The text widget man page will be updated to reflect the new _-all_ and _-nolinestop_ options, and to remove the "single line" caveat.
# Reference implementation
This is available from:
<http://sourceforge.net/tracker/?func=detail&aid=621901&group\_id=12997&atid=312997>
The patch includes objectification of the entire Text widget, so the multi-line search changes are not obvious to isolate. In fact the changes required are < 100 lines of code \(given that the rest has been objectified, that is\). Of course one nice side-effect of objectification is that regexp objects used in searches are actually cached, which they previously couldn't be.
Note: this patch has to workaround a crashing bug in Tcl's unicode string manipulation. It would be best if that bug was fixed before applying this patch.
# Issues
On the implementation side, it might be interesting to abstract the search interface away from the text widget, so that it could in principle be applied to any line-based textual source.

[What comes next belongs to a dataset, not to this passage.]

PR #546, opened 2026-08-31
fix: snap subagent and loop cards to the grid on layout

basmilius:
## Problem

With **Snap to grid** enabled, ephemeral fan-out cards (subagent cards and the /loop card) do not land on the grid when they appear. They only jump into place after the user nudges them by a pixel.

As in the single-line matching implementation in Tcl 8.x, the lack of support for backwards matching in Tcl's regexp library means that backwards matching can only be implemented as repeated forward matches, with a commensurate performance penalty \(the solution to which is outside the scope of this tip\).
Tk has a curious misfeature that _$text search -regexp "\\n" $pos_ will always fail to match anything. This behaviour will change as a result of this TIP \(it will match the first newline after _$pos_\), and any code which somehow depended on that peculiarity will therefore break.
# Copyright
This document has been placed in the public domain.